Task item: Copy the data below verbatim, leaving no line out.

=== Section Start ===

PR #16093, opened 2019-10-23
Add hooks on Presenter classes

djbuch:
| Questions     | Answers
| Branch?       | develop
| Description?  | Allow to add additionnal infos to each presenters thanks to new hooks
| Type?         | new feature
| Category?     | CO
| BC breaks?    | no
| Deprecations? | no
| Fixed ticket? | 
| How to test?  | These are just hooks allowing module developpers to add additionnal infos to presented objects

---
This change is [Reviewable](https://reviewable.io/reviews/prestashop/prestashop/16093)

### DIFF
--- a/src/Adapter/Presenter/AbstractLazyArray.php
+++ b/src/Adapter/Presenter/AbstractLazyArray.php
@@ -143,6 +143,28 @@ abstract class AbstractLazyArray implements Iterator, ArrayAccess, Countable, Js
     }
 
     /**
+     * Set array key and callable from $array into the LazyArray.
+     * The callables are arrays where the elements are corresponding to the parameters of the call_user_func_array function
+     *
+     * @param array $array
+     */
+    public function appendLazyArray($array)
+    {
+        foreach ($array as $key => $value) {
+            // do not override any existing method
+            if (!$this->arrayAccessList->offsetExists($key)) {
+                $this->arrayAccessList->offsetSet(
+                    $key,
+                    array(
+                        'type' => 'callable',
+                        'value' => $value,
+                    )
+                );
+            }
+        }
+    }
+
+    /**
      * The number of keys defined into the lazyArray.
      *
      * @return int
@@ -239,6 +261,12 @@ abstract class AbstractLazyArray implements Iterator, ArrayAccess, Countable, Js
                 if (!isset($this->methodCacheResults[$index])) {
                     $methodName = $this->arrayAccessList[$index]['value'];
                     $this->methodCacheResults[$index] = $this->{$methodName}();
+                }
+                $result = $this->methodCacheResults[$index];
+            } elseif ($this->arrayAccessList[$index]['type'] === 'callable') {
+                if (!isset($this->methodCacheResults[$index])) {
+                    $callable = $this->arrayAccessList[$index]['value'];
+                    $this->methodCacheResults[$index] = call_user_func($callable[0], isset($callable[1]) ? $callable[1] : null);
                 }
                 $result = $this->methodCacheResults[$index];
             } else { // if the index is associated with a value, just return the value
--- a/src/Adapter/Presenter/AbstractLazyArray.php
+++ b/src/Adapter/Presenter/AbstractLazyArray.php
@@ -266,7 +266,7 @@ abstract class AbstractLazyArray implements Iterator, ArrayAccess, Countable, Js
             } elseif ($this->arrayAccessList[$index]['type'] === 'callable') {
                 if (!isset($this->methodCacheResults[$index])) {
                     $callable = $this->arrayAccessList[$index]['value'];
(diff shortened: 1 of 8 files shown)


kpodemski:
What about performance of such a solution? the more we have presented objects the more hooks are being triggered, right?

djbuch:
If there is no module hooked to the hook, there will be just very marignal performance change, since module list is cached for each hook.

If there is one hooked, then I think this is the best way for changing presented elements.

PierreRambaud:
This is exactly what we need for facetedsearch. ping @matthieu-rolland 
But, It could be cool to have a `before` and an `after` hook on each presenter :) Wdyt?

src/Adapter/Presenter/AbstractLazyArray.php
```diff
@@ -241,6 +263,12 @@ public function offsetGet($index)
                     $this->methodCacheResults[$index] = $this->{$methodName}();
                 }
                 $result = $this->methodCacheResults[$index];
+            } elseif ($this->arrayAccessList[$index]['type'] === 'callable') {
+                if (!isset($this->methodCacheResults[$index])) {
+                    $callable = $this->arrayAccessList[$index]['value'];
+                    $this->methodCacheResults[$index] = call_user_func($callable[0], isset($callable[1]) ? $callable[1] : null);
```
PierreRambaud:
```suggestion
                    $this->methodCacheResults[$index] = call_user_func($callable[0], $callable[1] ?: null);
```

PierreRambaud (changes requested):
Hooks names must change: https://devdocs.prestashop.com/1.7/modules/concepts/hooks/#naming-scheme

djbuch:
Hello, I agree the hook names should change, but what to choose, action or display ? Because it is quite at the crossroads of both behaviors

src/Adapter/Presenter/AbstractLazyArray.php
```diff
@@ -241,6 +263,12 @@ public function offsetGet($index)
                     $this->methodCacheResults[$index] = $this->{$methodName}();
                 }
                 $result = $this->methodCacheResults[$index];
+            } elseif ($this->arrayAccessList[$index]['type'] === 'callable') {
+                if (!isset($this->methodCacheResults[$index])) {
+                    $callable = $this->arrayAccessList[$index]['value'];
+                    $this->methodCacheResults[$index] = call_user_func($callable[0], $callable[1] ?: null);
```
PierreRambaud: My bad, wrong notation :D This one is better
```suggestion
                    $this->methodCacheResults[$index] = call_user_func($callable[0], $callable[1] ?? null);
```

eternoendless:
> I agree the hook names should change, but what to choose, action or display ? Because it is quite at the crossroads of both behaviors

If a hook returns HTML content, then it should be `display<...>`, whereas all other hooks should to be called `action<...>`.

djbuch:
OK thanks, I changed the names

src/Adapter/Presenter/AbstractLazyArray.php
```diff
@@ -142,6 +142,28 @@ public function appendArray($array)
...
+    /**
+     * Set array key and callable from $array into the LazyArray.
+     * The callables are arrays where the elements are corresponding to the parameters of the call_user_func_array function
+     *
+     * @param array $array
+     */
+    public function appendLazyArray($array)
+    {
+        foreach ($array as $key => $value) {
+            // do not override any existing method
```
PierreRambaud, line 154: I can't find where this method is used? :thinking:

eternoendless:
Looks like this PR may need a rebase, I see lots commits with a generic title "Update Somefile.php" plus a merge commit, and Travis is failing for some reason.

src/Adapter/Presenter/AbstractLazyArray.php
djbuch: This method is not used in the PR but is an addition to allow module developper to add "Lazy" values to an lazy array, like I showed it here : https://github.com/PrestaShop/PrestaShop/pull/16093/commits/9c32593c871a6d7e41eb1e87195ef4650c191467

PierreRambaud:
Pull request has been rebased and squashed.
And I fix the code for sanity tests.

PierreRambaud (approved):

PierreRambaud:
@djbuch Could you provide us a modules to tests all hooks? :)

matks:
@djbuch Hi ! I'm very sorry I just found this PR and it looks like I already implemented it myself (see https://github.com/PrestaShop/PrestaShop/pull/17203 and https://github.com/PrestaShop/PrestaShop/pull/17419/). I was unaware you submitted this PR.

Sorry for this 😞

djbuch:
Hello @matks I saw your implementation, but it lacks some elements, that where in mine.
For example the 'cart' param in the actionPresentCart hook in order to get the cart that is being presented (not necessarily the one of the context).

What do you think of this ?

djbuch:
Hello @matks have you seen my last comment ?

=== Section End ===

Result for this task:
PR #16093, opened 2019-10-23
Add hooks on Presenter classes

djbuch:
| Questions     | Answers
| Branch?       | develop
| Description?  | Allow to add additionnal infos to each presenters thanks to new hooks
| Type?         | new feature
| Category?     | CO
| BC breaks?    | no
| Deprecations? | no
| Fixed ticket? | 
| How to test?  | These are just hooks allowing module developpers to add additionnal infos to presented objects

---
This change is [Reviewable](https://reviewable.io/reviews/prestashop/prestashop/16093)

### DIFF
--- a/src/Adapter/Presenter/AbstractLazyArray.php
+++ b/src/Adapter/Presenter/AbstractLazyArray.php
@@ -143,6 +143,28 @@ abstract class AbstractLazyArray implements Iterator, ArrayAccess, Countable, Js
     }
 
     /**
+     * Set array key and callable from $array into the LazyArray.
+     * The callables are arrays where the elements are corresponding to the parameters of the call_user_func_array function
+     *
+     * @param array $array
+     */
+    public function appendLazyArray($array)
+    {
+        foreach ($array as $key => $value) {
+            // do not override any existing method
+            if (!$this->arrayAccessList->offsetExists($key)) {
+                $this->arrayAccessList->offsetSet(
+                    $key,
+                    array(
+                        'type' => 'callable',
+                        'value' => $value,
+                    )
+                );
+            }
+        }
+    }
+
+    /**
      * The number of keys defined into the lazyArray.
      *
      * @return int
@@ -239,6 +261,12 @@ abstract class AbstractLazyArray implements Iterator, ArrayAccess, Countable, Js
                 if (!isset($this->methodCacheResults[$index])) {
                     $methodName = $this->arrayAccessList[$index]['value'];
                     $this->methodCacheResults[$index] = $this->{$methodName}();
+                }
+                $result = $this->methodCacheResults[$index];
+            } elseif ($this->arrayAccessList[$index]['type'] === 'callable') {
+                if (!isset($this->methodCacheResults[$index])) {
+                    $callable = $this->arrayAccessList[$index]['value'];
+                    $this->methodCacheResults[$index] = call_user_func($callable[0], isset($callable[1]) ? $callable[1] : null);
                 }
                 $result = $this->methodCacheResults[$index];
             } else { // if the index is associated with a value, just return the value
--- a/src/Adapter/Presenter/AbstractLazyArray.php
+++ b/src/Adapter/Presenter/AbstractLazyArray.php
@@ -266,7 +266,7 @@ abstract class AbstractLazyArray implements Iterator, ArrayAccess, Countable, Js
             } elseif ($this->arrayAccessList[$index]['type'] === 'callable') {
                 if (!isset($this->methodCacheResults[$index])) {
                     $callable = $this->arrayAccessList[$index]['value'];
(diff shortened: 1 of 8 files shown)


kpodemski:
What about performance of such a solution? the more we have presented objects the more hooks are being triggered, right?

djbuch:
If there is no module hooked to the hook, there will be just very marignal performance change, since module list is cached for each hook.

If there is one hooked, then I think this is the best way for changing presented elements.

PierreRambaud:
This is exactly what we need for facetedsearch. ping @matthieu-rolland 
But, It could be cool to have a `before` and an `after` hook on each presenter :) Wdyt?

src/Adapter/Presenter/AbstractLazyArray.php
```diff
@@ -241,6 +263,12 @@ public function offsetGet($index)
                     $this->methodCacheResults[$index] = $this->{$methodName}();
                 }
                 $result = $this->methodCacheResults[$index];
+            } elseif ($this->arrayAccessList[$index]['type'] === 'callable') {
+                if (!isset($this->methodCacheResults[$index])) {
+                    $callable = $this->arrayAccessList[$index]['value'];
+                    $this->methodCacheResults[$index] = call_user_func($callable[0], isset($callable[1]) ? $callable[1] : null);
```
PierreRambaud:
```suggestion
                    $this->methodCacheResults[$index] = call_user_func($callable[0], $callable[1] ?: null);
```

PierreRambaud (changes requested):
Hooks names must change: https://devdocs.prestashop.com/1.7/modules/concepts/hooks/#naming-scheme

djbuch:
Hello, I agree the hook names should change, but what to choose, action or display ? Because it is quite at the crossroads of both behaviors

src/Adapter/Presenter/AbstractLazyArray.php
```diff
@@ -241,6 +263,12 @@ public function offsetGet($index)
                     $this->methodCacheResults[$index] = $this->{$methodName}();
                 }
                 $result = $this->methodCacheResults[$index];
+            } elseif ($this->arrayAccessList[$index]['type'] === 'callable') {
+                if (!isset($this->methodCacheResults[$index])) {
+                    $callable = $this->arrayAccessList[$index]['value'];
+                    $this->methodCacheResults[$index] = call_user_func($callable[0], $callable[1] ?: null);
```
PierreRambaud: My bad, wrong notation :D This one is better
```suggestion
                    $this->methodCacheResults[$index] = call_user_func($callable[0], $callable[1] ?? null);
```

eternoendless:
> I agree the hook names should change, but what to choose, action or display ? Because it is quite at the crossroads of both behaviors

If a hook returns HTML content, then it should be `display<...>`, whereas all other hooks should to be called `action<...>`.

djbuch:
OK thanks, I changed the names

src/Adapter/Presenter/AbstractLazyArray.php
```diff
@@ -142,6 +142,28 @@ public function appendArray($array)
...
+    /**
+     * Set array key and callable from $array into the LazyArray.
+     * The callables are arrays where the elements are corresponding to the parameters of the call_user_func_array function
+     *
+     * @param array $array
+     */
+    public function appendLazyArray($array)
+    {
+        foreach ($array as $key => $value) {
+            // do not override any existing method
```
PierreRambaud, line 154: I can't find where this method is used? :thinking:

eternoendless:
Looks like this PR may need a rebase, I see lots commits with a generic title "Update Somefile.php" plus a merge commit, and Travis is failing for some reason.

src/Adapter/Presenter/AbstractLazyArray.php
djbuch: This method is not used in the PR but is an addition to allow module developper to add "Lazy" values to an lazy array, like I showed it here : https://github.com/PrestaShop/PrestaShop/pull/16093/commits/9c32593c871a6d7e41eb1e87195ef4650c191467

PierreRambaud:
Pull request has been rebased and squashed.
And I fix the code for sanity tests.

PierreRambaud (approved):

PierreRambaud:
@djbuch Could you provide us a modules to tests all hooks? :)

matks:
@djbuch Hi ! I'm very sorry I just found this PR and it looks like I already implemented it myself (see https://github.com/PrestaShop/PrestaShop/pull/17203 and https://github.com/PrestaShop/PrestaShop/pull/17419/). I was unaware you submitted this PR.

Sorry for this 😞

djbuch:
Hello @matks I saw your implementation, but it lacks some elements, that where in mine.
For example the 'cart' param in the actionPresentCart hook in order to get the cart that is being presented (not necessarily the one of the context).

What do you think of this ?

djbuch:
Hello @matks have you seen my last comment ?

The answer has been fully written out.